Bem-estar e Ciência das Relações

Maria Cristina Valzachi

Em nossa conversa anterior, falamos que as experiências contribuem para formar a compreensão daquilo que vivenciamos ...

A construção das redes neurais

       Em nossa conversa anterior, falamos que as experiências contribuem para formar a compreensão daquilo que vivenciamos. A importância dessa capacidade construtiva fica evidente quando vemos sua influência sobre nosso comportamento. Por exemplo, em uma situação na qual as pessoas pudessem escolher entre um alimento de sabor doce ou um amargo, provavelmente a maioria escolheria o doce, porque em geral, alimentos com esse sabor promovem uma experiência prazerosa; essa preferência ocorre até mesmo em recém-nascidos e pode ser medida pelas expressões faciais do bebê provocadas por cada um desses sabores (Steiner et al., 2001). É importante lembrar que a decisão do ser humano envolve diversos fatores e não se limita somente ao prazer gerado; pois, usando esse mesmo exemplo, podemos imaginar que algumas pessoas não optariam pelo doce por razões de saúde, enquanto outras simplesmente prefeririam o sabor amargo. Mas a pergunta agora é: como as experiências podem determinar nosso comportamento?

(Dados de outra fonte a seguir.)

PR #425, opened 2018-05-16
[WIP] Planning adapters

brianhou:
This is a very rough sketch to adapt planners that solve one type of problem to solve other types. The main class is `PlannerAdapter<DelegatePlanner>`.

To use a `ConfigurationToConfigurationPlanner` to solve a `ConfigurationToTSR` problem, we would need to implement `PlannerAdapter<ConfigurationToConfigurationPlanner>::plan(ConfigurationToTSR problem)`.

***


brianhou:
That sounds good to me, but I think it'd also be useful to have a `CompositePlannerAdapter` that allows us to automatically upgrade a `SingleProblemPlanner` to solve all the `Problem`s that we define adapters for. My thought was that when we create a `MetaPlanner` for a robot like HERB, we'd want to make it a sequence of `CompositePlannerAdapter`s rather than manually calling all the adapters in HERB's constructor.

Here's an extension to your proposal:
- Concrete planners (e.g. `SnapConfigurationToConfigurationPlanner`) remain as they are.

       A resposta para essa questão está nas modificações geradas pelo aprendizado. No final da década de 60, Eric R. Kandel demonstrou que mesmo os comportamentos mais simples podem ser modificados pela aprendizagem. Posteriormente, o cientista descobriu que esse aprendizado era acompanhado por alterações moleculares e na força das sinapses entre os neurônios que produziam o comportamento em questão, e constatou que o treinamento repetido fazia com que essas modificações fossem sustentadas por longos períodos, originando a memória de longo prazo. Kandel observou que no processo de habituação (diminuição de determinada resposta após repetição de um estímulo específico) o número de conexões pré-sinápticas entre os neurônios envolvidos na resposta diminuía, enquanto na sensibilização (aumento de uma resposta após a repetição de determinado estímulo) ocorria o oposto, ou seja, formavam-se novas conexões que persistiam durante o período em que a memória era conservada.

       Hoje sabemos que as experiências promovem neuroplasticidade, isto é, modificações neurais adaptativas que fortalecem, enfraquecem ou criam novas conexões neuronais. É por esse motivo que o treino de uma habilidade leva ao aprimoramento, por exemplo, quando executamos uma atividade pela primeira vez, como andar de bicicleta, em geral não somos bem-sucedidos porque ainda não sabemos os movimentos corretos ou não conhecemos a velocidade e o equilíbrio necessários; porém, cada vez que repetimos a tarefa, fortalecemos a via neuronal responsável por sua execução e nos tornamos mais habilidosos. Em conclusão, vimos que nosso sistema nervoso é passível de sofrer modificações que se refletem em nosso comportamento; e essa maleabilidade neuronal me faz refletir sobre quais serão as vias neurais que estamos fortalecendo neste momento. Será que estímulos positivos poderiam nos ajudar a reforçar conexões benéficas?

 

Referências bibliográficas

Steiner JE, Glaser D, Hawilo ME, Berridge KC. Comparative expression of hedonic impact: affective reactions to taste by human infants and other primates. Neuroscience and Biobehavioral Reviews. 2001; 25:53-74;

Kandel, ER. Mesmo os comportamentos simples podem ser modificados pela aprendizagem. In: Em busca da memória – o nascimento de uma nova ciência da mente (Kandel, ER). 2009; p. 211-231, Companhia das Letras.

Kandel, ER. Os fundamentos biológicos da individualidade. In: Em busca da memória – o nascimento de uma nova ciência da mente (Kandel, ER). 2009; p. 211-231, Companhia das Letras.